By GILLIAN RUTHERFORD
A pair of new studies led by University of Alberta pediatricians indicate that parents are more reluctant to have opioids prescribed for their children than doctors are to prescribe them.
In a study published this week, the researchers asked 136 pediatric emergency room doctors across Canada whether concerns about potential addiction or the opioid crisis hold them back from prescribing opioids such as fentanyl and morphine to children with moderate to severe pain.
Tips for when your child is prescribed an opioid medication
The doctors reported minimal concern, although they did say that parental reluctance, a lack of guidelines for opioid use in children and concern about side-effects play a role in their approach to prescribing opioids to children. Both the World Health Organization and the American Academy of Pediatrics recommend prescribing opioids for children with moderate to severe pain that does not respond to non-opioid medication, such as acetaminophen or ibuprofen.
In a separate study published recently, U of A researchers asked more than 500 parents and caregivers about their willingness to accept an opioid prescription for their child.
Only half said they would accept opioids for moderate pain and only 33 per cent would accept them for at-home use. The parents cited fears of addiction, side-effects and overdose.
“Right now we don’t have a lot of strong evidence to say how worried we should be about addiction risk of opioids for children,” said lead author Megan Fowler, an emergency physician at Edmonton's Stollery Children’s Hospital and clinical lecturer in pediatrics at the U of A.
“We do know that treating children’s pain is very important, so physicians do have to prescribe opioids responsibly,” Fowler said. “More research and guidelines are going to be needed.”
Samina Ali, a U of A professor of pediatrics and adjunct professor of emergency medicine, as well as a pediatric emergency physician at the Stollery, said one in five children in North America are prescribed opioids by the time they are in their teens, usually to treat short-term pain from injuries or acute illnesses such as appendicitis.
She said parental fears are likely shaped by media reports about the opioid crisis, which point to inappropriate emergency room prescriptions as part of the problem. At the same time, physicians must follow their training, which directs them to do what they can to treat children’s pain.

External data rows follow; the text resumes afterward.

PR #102, opened 2021-12-09
Removes the Application struct

ForestEckhardt:
- Currently the Application struct is just a wrapper for the WorkingDir
that is specified by the lifecycle. This adds an unneed layer of
abstracation and strays away from the terminology that is used in the
buildpacks spec. Instead the WorkingDir is just a string fields on both
the Build and Detect contexts that conveys the same information.

### DIFF
--- a/application.go
+++ b/application.go
@@ -16,12 +16,6 @@
 
 package libcnb
 
-// Application is the user contributed application to build.
-type Application struct {
-	// Path is the path to the application.
-	Path string
-}
-
 // Label represents an image label.
 type Label struct {
 	// Key is the key of the label.
--- a/build.go
+++ b/build.go
@@ -32,9 +32,9 @@ import (
 
 // BuildContext contains the inputs to build.
 type BuildContext struct {
-	// WorkingDir is the location of the application source code as provided by
+	// ApplicationPath is the location of the application source code as provided by
 	// the lifecycle.
-	WorkingDir string
+	ApplicationPath string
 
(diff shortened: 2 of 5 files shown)


dmikusa-pivotal:
I'd be OK with removing the Application struct, but I'm not a fan of the WorkingDir name. I understand your logic, trying to make it match the terminology that's in the spec, but IMHO it makes the API more confusing to work with.

As a buildpack developer, right now, I can say `context.Application.Path` and get the path to the application that's being built. It's very clear. I'd be OK with shortening that. Having `context.Application` or `context.ApplicationPath` just be the path as a string. Especially since there's nothing else on the Application object. Keep it simple, makes sense.

Changing to `context.WorkingDir` seems like a step too far to me. I don't feel like that is clear in terms of what it points to. As a build path author, I want the application location for all kinds of reasons. I'm thinking in terms of applications. If I'm using intellisense or the godocs, something that says "application" is going to be a big clue. WorkingDir not as much. That could be the app, it could be some other temp directory.

My $0.02.

samj1912:
I agree with @dmikusa-pivotal on the naming choice - happy if the rename is ctx.ApplicationPath - I would prefer not to call it ctx.Application since that was already a struct in the existing api and might be confusing.

ForestEckhardt:
@samj1912 @dmikusa-pivotal I am cool if y'all want the bike shed purple! I will put in a change right away.

dmikusa-pivotal (approved):

samj1912 (approved):

PR #106, opened 2022-01-05
Use appropriate bindings path for detect

### LINKED ISSUE #105: Setting `SERVICE_BINDING_ROOT` does not apply at detect
If you set an alternative location for `SERVICE_BINDING_ROOT` this only presently applies at build time. At detect, the standard `/platform/bindings` is always used.

Detect calls [NewBindingsFromPath](https://github.com/buildpacks/libcnb/blob/main/detect.go#L129-L134) which is given `/platform/bindings`. This method does not look at EnvServiceBindings, so it doesn't honor this env variable.

samj1912:
Signed-off-by: Sambhav Kothari <skothari44@bloomberg.net>

Fixes #105

### DIFF
--- a/detect.go
+++ b/detect.go
@@ -126,9 +126,8 @@ func Detect(detector Detector, options ...Option) {
 		logger.Debug(PlatformFormatter(ctx.Platform))
 	}
 
-	file = filepath.Join(ctx.Platform.Path, "bindings")
-	if ctx.Platform.Bindings, err = NewBindingsFromPath(file); err != nil {
-		config.exitHandler.Error(fmt.Errorf("unable to read platform bindings %s\n%w", file, err))
+	if ctx.Platform.Bindings, err = NewBindingsForBuild(ctx.Platform.Path); err != nil {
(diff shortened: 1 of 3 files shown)


detect.go
```diff
@@ -126,9 +126,8 @@ func Detect(detector Detector, options ...Option) {
 		logger.Debug(PlatformFormatter(ctx.Platform))
 	}
 
-	file = filepath.Join(ctx.Platform.Path, "bindings")
-	if ctx.Platform.Bindings, err = NewBindingsFromPath(file); err != nil {
-		config.exitHandler.Error(fmt.Errorf("unable to read platform bindings %s\n%w", file, err))
+	if ctx.Platform.Bindings, err = NewBindingsForBuild(ctx.Platform.Path); err != nil {
```
samj1912, line 129: Looking back at this - I don't like that we call this `NewBindingsForBuild` - we should update it to something better in v2. cc: @dmikusa-pivotal

dmikusa-pivotal: +1

dmikusa-pivotal (approved):

PR #108, opened 2022-01-10
Validation should only occur under API 0.7

### LINKED ISSUE #107: SBOM validation fails if buildpack API is 0.6
If you have a buildpack using buildpack API 0.6, libcnb will still perform SBOM validation even though that is a feature of buildpack API 0.7. This causes a problem because it expects the a list of supported SBOM media types to be present in buildpack.toml, but that is specific to API 0.7 so buildpacks with API 0.6 won't have it.

I think we need to [check the buildpack API before making this call](https://github.com/buildpacks/libcnb/blob/main/build.go#L309-L312). 

Thoughts?

dmikusa-pivotal:
- Adds API checks before validating SBOM format, should only happen with API 0.7+
- Adds a test to confirm validation does not run if the API is less than 0.7.

Resolves #107

### DIFF
--- a/build.go
+++ b/build.go
@@ -306,9 +306,11 @@ func Build(builder Builder, options ...Option) {
 		}
 	}
 
-	if err := validateSBOMFormats(ctx.Layers.Path, ctx.Buildpack.Info.SBOMFormats); err != nil {
-		config.exitHandler.Error(fmt.Errorf("unable to validate SBOM\n%w", err))
-		return
+	if API != "0.1" && API != "0.2" && API != "0.3" && API != "0.4" && API != "0.5" && API != "0.6" {
+		if err := validateSBOMFormats(ctx.Layers.Path, ctx.Buildpack.Info.SBOMFormats); err != nil {
+			config.exitHandler.Error(fmt.Errorf("unable to validate SBOM\n%w", err))
+			return
+		}
 	}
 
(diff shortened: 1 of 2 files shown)


build.go
```diff
@@ -306,9 +306,11 @@ func Build(builder Builder, options ...Option) {
 		}
 	}
 
-	if err := validateSBOMFormats(ctx.Layers.Path, ctx.Buildpack.Info.SBOMFormats); err != nil {
-		config.exitHandler.Error(fmt.Errorf("unable to validate SBOM\n%w", err))
-		return
+	if API != "0.1" && API != "0.2" && API != "0.3" && API != "0.4" && API != "0.5" && API != "0.6" {
```
samj1912, line 309: Shall we just check if api == 0.7 for now? we can add semver parsing later.

dmikusa-pivotal: I went with this approach because it is future proof and doesn't need changing in the future. It is very ugly though.

I'm not opposed to just matching on 0.7, but I worry that'll cause something to break in the future.

+100 for better API matching. That should be a target for v2. We should also look at some possible patterns for coding multiple version support in sane ways. IMHO, having If version == xyz blocks all over is hard to maintain. There's got to be something better we can do there for v2.

samj1912 (approved):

“We know for a fact that not treating children’s pain has consequences,” Ali said. ”Short term, it makes investigation, diagnosis and getting kids home more difficult. Long term, there is a subset of children who develop true phobias of medical procedures, or they develop chronic pain disorders because their acute pain was not treated adequately.”
Balancing known and unknown risks
Ali said doctors must balance the unknown risks of opioid treatment with the known risks of untreated pain.
“That’s why they will still offer opioids in small amounts when pain is severe, and only as needed,” she said.
Her message to doctors is, “Don't stop prescribing. Prescribe in the most responsible of ways based on the evidence. And where evidence is lacking, our research teams will try to address that.”
Ali said a number of steps need to be taken to gather more information for both parents and physicians about the impact of opioids on children.
Her team is working with the Alberta Research Centre for Health Evidence on a systematic review of research evidence to determine whether there is a link between short-term opioid use for medical reasons and the potential to develop addiction later in life.
“We know that being exposed to opioids as a child increases your risk of having an opioid use disorder, but there is very little research linking short-term use to long-term outcomes,” she said. “We need to know more about that.”
The U of A team is conducting in-depth interviews with some of the physicians surveyed to better understand their thought process when prescribing opioids to children.
They are also working with a federally funded initiative called Solutions for Kids in Pain to better disseminate evidence about how to treat children’s pain.
“In response to the opioid crisis, the Government of Canada has published guidelines for prescribing opioids to adults, but there is nothing for children,” said Fowler. “Pediatric physicians are kind of left empty-handed.”
Looking for effective alternatives
Ali said even without the concerns about addiction, half of patients who are prescribed opioids will get some combination of side-effects including sleepiness, dizziness, constipation, stomach pain and nausea.
“None of that is pleasant when you’re already feeling sick or injured,” Ali said.
The U of A team is exploring alternatives to opioids for treating pain in children, including the No-Ouch Study, which compares the effectiveness of ibuprofen on its own with a combination of ibuprofen and acetaminophen, and another combination of ibuprofen and hydromorphone, an opioid.
Ali encouraged health-care professionals and parents to always use non-medicinal comforts for children who are in pain.
“If I have a broken arm, it should be in a splint, which will probably take away a third or a half of the pain if I just stop moving it for a few days,” Ali said. “And then I put ice on it and that takes down inflammation. And then some nice person makes me a cup of tea and puts on Netflix, and now I’m distracted and feel cared for, and so my perception of pain goes down.
“My arm is still broken, and I will likely still need pain medications, but likely a whole lot less than if these things were not provided,” Ali explained. “Pain is so complicated.”